Improve Your Indoor Air Quality
The key to improving indoor air quality is to eliminate sources of pollution. We can achieve this in a number of ways.
- Bring in fresh air from outdoors with an effective ventilation system.
- Pollutants and dust can only be trapped by changing filters.
- Humidity should be maintained.
- Basic acceptable standards have been set and should be followed.
- The purpose of the standards set is to provide for minimally acceptable indoor air quality.
Ventilation was never a concern in the past because we were getting the optimum amount of fresh air to survive. With more high-rise buildings and commercialization, people started spending 90 percent of their time indoors, resulting in the building of tighter duct systems to save energy. This raised concerns about air contaminants indoors. Hence, the need to ensure there is an excellent indoor air quality.
Have You Ever Thought About What You Are Breathing? Is Your Home Making You Sick?
- The build-up around your bathroom fixtures is the primary cause of respiratory and allergic reactions.
- Materials from buildings, furniture, equipment in the office, repellents, room fresheners, laundry, paints and lacquers, cleaning supplies, varnishes, waxes, pesticides, and a variety of other products have volatile organic compounds.
- Asthma attacks are mainly stimulated by biological debris, dust mites, and pet dander – which are a significant source of respiratory irritants.
- There are combustion pollutants that are emitted from improperly vented or unvented appliances that are fuel-burning. Namely, space heaters, wood stoves, gas stoves, water heaters, dryers, and fireplaces.

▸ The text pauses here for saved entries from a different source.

Issue #1534, opened 2026-09-09
Add custom content via deeplink


f1sh1918:
### Describe the Problem

After #1533, https://github.com/digitalfabrik/lunes-cms/issues/1000 and https://github.com/digitalfabrik/lunes-cms/issues/982 are ready we can verify if the passed code/accessKey is valid and the content can be added

### Describe Your Preferred Solution

- send the `accessKey` to the backend and verify that there is custom content to add
- save the`accessKey` to the localStorage of the device to be able to get area scoped data from the endpoints
- retrieve job data from the the v2 endpoint using the accessKey to get the particular area content

Issue #1532, opened 2026-09-09
Design for adding telc jobs


LeandraH:
### Describe the Problem

As discussed in our call just now, we would like a design for the following situations:

- a new user follows a deep link that opens in Lunes with a list of the telc jobs, and there is also a button there to get to the list of Lunes jobs (return from the Lunes list to the telc list via the back arrow in the header)
- an existing user wants to add another job and taps on the button for that, which opens a list with all the jobs, telc ones being separated a bit from the Lunes ones
- a new user opens the app and wants to add a telc job; entering the code happens by text copied from the page that Andy showed

### Related Issues

#1525 
https://github.com/digitalfabrik/lunes-cms/issues/984

PR #1541, opened 2026-09-16
1534: add custom content via deeplink

LeandraH:
### Short Description

This PR enables adding custom content via deeplinks, and fixes favorites not having a (potential) token.

### Proposed Changes

- The button on the activation screen does a little bit more, it sends the token to the CMS and stores the returned content area
- The `Favorites` are now normal `VocabularyListItems` with the word filtered from `useLoadAllWords`, meaning we don't specifically request each of them, and don't have to handle tokens on those.

### Side Effects

- Someone who disabled tracking adding a custom area is sent to the CMS with an empty `installation_id`.

### Testing

Run the app, then open a deep link via `npx uri
-scheme open lunes://lunes.app/activation/dashk21/ --ios OR --android`, but since the area doesn't really exist yet, you can only see the new error

### Resolved Issues

Fixes: #1534 

---


src/routes/favorites/FavoritesScreen.tsx
```diff
@@ -43,13 +43,18 @@ const EmptyStateSubtitle = styled.Text`
 
 const FavoritesScreen = ({ navigation }: FavoritesScreenProps): ReactElement => {
   const [favorites] = useStorage('favorites')
+  const { data: allWords } = useLoadAllWords()
```
f1sh1918: 🔧 error and loading state is not handled here

src/hooks/useLoadFavorite.ts
```diff
@@ -1,28 +0,0 @@
-import { Favorite } from '../constants/data'
-import VocabularyItem, { areVocabularyItemIdsEqual, VocabularyItemTypes } from '../models/VocabularyItem'
-import { getWordById } from '../services/CmsApi'
```
f1sh1918, line 3: 🔧 this is now dead code

src/routes/favorites/FavoritesScreen.tsx
```diff
@@ -43,13 +43,18 @@ const EmptyStateSubtitle = styled.Text`
...
+
+  const favoriteItems = favorites
```
f1sh1918: 🔧  Previously, useLoadFavorite called removeFavorite(storageCache, favorite) when a favorite pointed at a since-deleted user-created vocabulary item, removing it from storage. The  
  new code just filters the item out of the rendered list, but never removes it from the favorites array in storage.

f1sh1918 (commented):
Works good in general but found some issues that should be fixed

src/hooks/useLoadFavorite.ts
LeandraH: Ooooh, nice! Thanks!

f1sh1918 (approved):
Error code works fine and adding an existing area is not throwing an error :)

@LeandraH will you create further subtasks for this issue?
Since you actually can not really add content even the name of the pr assets that :)

LeandraH:
True, I guess the main remaining issue is #1532 which currently sounds like it's only the design. I guess I'll open another issue for the implementation that is blocked by the design, good idea!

Growing concern about energy costs, security issues, noise pollution, and dirty air from outside have led to more significant concerns for residents. Studies confirm the fact that human exposure to indoor air pollutants may be higher than outdoor levels.
Many people complain regarding building-related health concerns and may have developed building-related illnesses. This does not mean immediate changes required in building practice, but the standard expectation of residential ventilation has been set. Now that it is widely known that indoor air quality can be worse than outside, engineers have figured out a solution to reduce indoor air pollutants.